The trees behind me rustled with the noise of two men scrambling through the forest. A moment later, Gabe and Luke sprung into view. Their eyes flashed with panic. They pulled to a halt on the soft riverbank, panting from the sprint. Their gaze went from me and then straight to the pale-haired stranger, letting me know that I wasn’t just dreaming her up again. She really was here.

“It can’t be.” Luke stepped forward. His face betrayed a million emotions at once, including relief, then shock, then disbelief. “You’re dead.”

Surely he wasn’t talking to my rescuer. She was alive, as plain as day. Her chest moved up and down with the assured breath of a living, breathing human. Demons might be able to make shells to live in, but they could never inhabit a dead body. It just didn’t happen.

“She saved me,” I coughed. “Pulled me from the water.”

Luke’s face crumpled, as if he were about to cry. My eyes swept from him to my rescuer, and then back again.

“It’s you.” His voice broke and he shook his head.

I didn’t understand why he was acting so strange.

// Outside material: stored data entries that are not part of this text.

PR #475, opened 2018-03-06
Fix #472 invalid SQL query

### LINKED ISSUE #472: Invalid SQL query in prepareCreateForm(): for SELECT DISTINCT, ORDER BY expressions must appear in select list
The MySQL query defined in CRM/Sepa/Page/CreateMandate.php:239 is invalid for MySQL with ONLY_FULL_GROUP_BY, and for other SQL dialects as well:

```sql
SELECT DISTINCT iban, bic FROM civicrm_sdd_mandate WHERE contact_id=$contact_id ORDER BY creation_date DESC;
```
This causes the mandate form (e.g. for adding a mandate for a contact) not opening.

Including the ORDER BY field `creation_date` in the SELECT clause appears to solve the problem without side effects:

```sql
SELECT DISTINCT iban, bic, creation_date FROM civicrm_sdd_mandate WHERE contact_id=$contact_id ORDER BY creation_date DESC;
```

rthouvenin:
Rather than adding the order field to the select clause as suggested in the issue, I simply removed the order clause since it is not used nor any other field from the mandate.

I also parameterised the query, as the contact id comes from a GET parameters in some scenarios, so it is prone to SQL injection.

### DIFF
--- a/CRM/Sepa/Page/CreateMandate.php
+++ b/CRM/Sepa/Page/CreateMandate.php
@@ -236,8 +236,9 @@ class CRM_Sepa_Page_CreateMandate extends CRM_Core_Page {
 
     // look up account in other SEPA mandates
     $known_accounts = array();
-    $query_sql = "SELECT DISTINCT iban, bic FROM civicrm_sdd_mandate WHERE contact_id=$contact_id ORDER BY creation_date DESC;";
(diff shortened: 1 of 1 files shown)


scardinius:
indeed, better than #474

systopia:
Thanks guys.

PR #476, opened 2018-03-22
Fix cancelling mandates by using statuses Pending and In Progress

scardinius:
Before: SEPA searches for only Pending contributions

After: SEPA searches for Pending or In Progress contributions


bjendres:
Thanks @scardinius, but this is not right. In the current SEPA logic, status ``In Progress`` means, that the contribution has already been sent to the bank. If that's the case, we cannot simply delete it.

I know the current CiviCRM version interferes with that, see e.g. #514, but we shoudn't be deleting contributions that have been sent to the bank.

What do you think?

Issue #479, opened 2018-04-04
SDD payment processor doesn't use Exclude Weekends setting


scardinius:
Hi,

When cycle day is in weekend then collection date is deferred to the nearest Monday date (with assumption that `Exclude Weekends` setting is on). This behavior works fine during updating recurring mandates from sepa dashboard. 

However it doesn't work when mandate derived from contribution page configured with sepa payment processor because first contribution is created with undeferred date

Example: cycle day 21, collection date 2018-04-21 is Saturday, therefore it should be defered to 2018-04-23. 

In result mandate has two contributions:

* created during filling out a contribution page with date 2018-04-21 which is not included in sepa group
* created during updating recurring mandates with date 2018-04-23 which is included in sepa group

systopia:
Thanks, @scardinius, I'll release it with @1.2.6@

systopia:
Should be released with ``1.4``

PR #480, opened 2018-04-04
Use Exclude Weekends setting in SDD payment processor

scardinius:
#479


systopia:
Great, thanks @scardinius

PR #504, opened 2018-09-19
Small fix php

adanielvv:
Is needed to suppress `Warning: Use of undefined constant yes - assumed 'yes' (this will throw an Error in a future version of PHP)`


adanielvv:
Yes, that is better. I just tested it.
`{if $can_delete eq yes}` is equivalent to:
- `{if $can_delete eq "yes"}`
- `{if $can_delete eq "thisissomething"}`
- `{if $can_delete}`

systopia:
Great, thanks @adanielvv

PR #531, opened 2019-04-23
Fix certain retry date range options not being applied

pfigel:
Some of the date range options used for retries include the current time in their respective value. Because time does not stop between the moment the form is loaded and when it's submitted, the options generated during submission will have different values, meaning QuickForm will discard the submitted form value as it's not a valid option for the field.

This results in no date filter being applied.

This is fixed by setting the time to midnight for the affected options, which arguably makes more semantic sense anyway.


bjendres:
Thanks @pfigel

PR #532, opened 2019-04-26
Change PSP BIC handling in form and during validation

pfigel:
With https://github.com/bjendres/de.systopia.pspsepa/pull/6, `de.systopia.pspsepa` uses the BIC field to store (merchant) account names.

To support this in CiviSEPA, this changes the mandate form to stop hiding the BIC field for PSP creditors and renames the field instead. This also alters the BIC format check for PSP creditors to allow values up to 25 characters.


bjendres:
Thanks @pfigel

Issue #535, opened 2019-06-10
Link CiviSEPA Dashboard should have unique navigation name


scardinius:
We have situation that two links in menu have the same navigation name

Contributions > Dashboard
Contributions > CiviSEPA Dashboard

So it's not possible to add submenu to CiviSEPA Dashboard by external extension.

PR #536, opened 2019-06-10
Fix Dashboard menu to have unique name

scardinius:
related to #535


bjendres:
Thanks @scardinius, i can't believe nobody noticed that so far...

PR #539, opened 2019-08-14
Fix recurring contribution link removal for mandates

pfigel:
This fixes an issue with the recurring contribution action link removal in versions of CiviCRM where recurring contributions are split across two tables (active/inactive).


bjendres:
Thanks @pfigel

bjendres:
Will be released with ``1.5``

PR #164, opened 2016-03-13
Added the Guard Border Crossing

Mailaender:
Compare to Tiberian Sun gates https://github.com/OpenRA/OpenRA/pull/9981/ this just comes with one variant.


abcdefg30:
The artwork has a wrong offset, could you fix that?
Otherwise: :+1: / :white_check_mark:

Mailaender:
Added the offset from the tesla coil which is my best guess here.

GraionDilach:
That's a correct offset. :+1:

PR #165, opened 2016-03-13
Fixed CAMERA artwork

Mailaender:
I have no idea why @abcdefg30 added the one from https://github.com/OpenRA/OpenRA/blob/bleed/mods/ra/bits/camera.shp instead of https://github.com/OpenRA/OpenRA/blob/bleed/mods/ts/bits/camera.shp in https://github.com/OpenRA/ra2/pull/120, but I also forgot to check. This fixes the palette and geometry.


abcdefg30:
Ops, thanks. :+1:

PR #169, opened 2016-03-15
Make use of the IsPlayerPalette of NukePowerInfo on namisl

abcdefg30:
Makes use of https://github.com/OpenRA/OpenRA/pull/10923.


GraionDilach:
:+1:

Issue #142, opened 2016-02-18
Tanya and Navy Seals can't swim [$5]


Fincer:
In the original RA2 (Tanya):

![cantswim-ra2-cropped](https://cloud.githubusercontent.com/assets/3705231/13152559/76613eb8-d678-11e5-85e3-dae66cb64a15.gif)

OpenRA/RA2 (Tanya & a group of Navy Seals):

![cantswim-openra2-cropped2](https://cloud.githubusercontent.com/assets/3705231/13152576/8ce26f36-d678-11e5-9ca1-e447d2864b26.gif)

PR #172, opened 2016-03-20
Added swim animations to Tanya and the NAVY Seal

Mailaender:
Closes https://github.com/OpenRA/ra2/issues/142.

### DIFF
--- a/OpenRA.Mods.RA2/OpenRA.Mods.RA2.csproj
+++ b/OpenRA.Mods.RA2/OpenRA.Mods.RA2.csproj
@@ -64,5 +64,6 @@
     <Compile Include="Activities\ChronoResourceTeleport.cs" />
     <Compile Include="Traits\ChronoResourceDelivery.cs" />
     <Compile Include="Traits\Render\WithExitOverlay.cs" />
+    <Compile Include="Traits\Render\WithSwimSuit.cs" />
   </ItemGroup>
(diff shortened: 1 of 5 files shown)


GraionDilach:
This has an issue though, it does not affect `Targetable`, which will mean that units which are only capable of attacking water targets, (Subs, squids, dolphins) will be unable to attack it.

So it might be better if instead of a sequence modifier trait, this will be a "grant-upgrade-if-in-water" trait and the let `WithInfantryBody` and `Targetable` be upgraded with it.

Mailaender:
`WithInfantryBody` is upgradeable, but not `WithDeathAnimation` so I keep doing it with infantry modifiers for now which is simple and robust. I added an upgrade type for underwater targeting though.

GraionDilach:
Nice, since it keeps the Ground targeting in water, that resolves my gameplay issue with it, I'm fine with the infantry sequences visually looking odd then for now.

Notsure if I should wait from a confirmation of @abcdefg30 here with the merging - the :+1: is granted.

Mailaender:
Not sure if we have enough review capacity for a +2 system. I plan to further work on improvements, but that would be OpenRA upstream, not this pull request.

GraionDilach:
On a second thought, I agree. Death animations are a mess anyway. Good job on this regardless.

PR #173, opened 2016-03-22
Added a BountySource badge.

Mailaender:
While @BountySource GitHub integration is a bit lacking https://github.com/bountysource/core/issues/1009, https://github.com/bountysource/core/issues/1010 and https://github.com/bountysource/core/issues/1011 have a badge in the mean time.


GraionDilach:
Should this depend on those aforementioned issues or we should take this as-is now? I'm not certain about it atm.

Mailaender:
It is independent from them or rather filling the gap of currently missing GitHub integration.

abcdefg30:
Yep, looks ok here. :+1:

“It’s my wife.” He took a step closer. “My Elizabeth.”

Chapter Seven

A deafening silence fell over the woods. Not even a bird chirped or fluttered its wings. My eyes flew back and forth between my long lost father and the woman he had just called Elizabeth.

It couldn’t be true. If this woman standing before him was his wife, then I’d found my mother. A woman whom I’d been told was dead. A woman whose grave I used to visit as a child with a bouquet of yellow dandelions in my hand.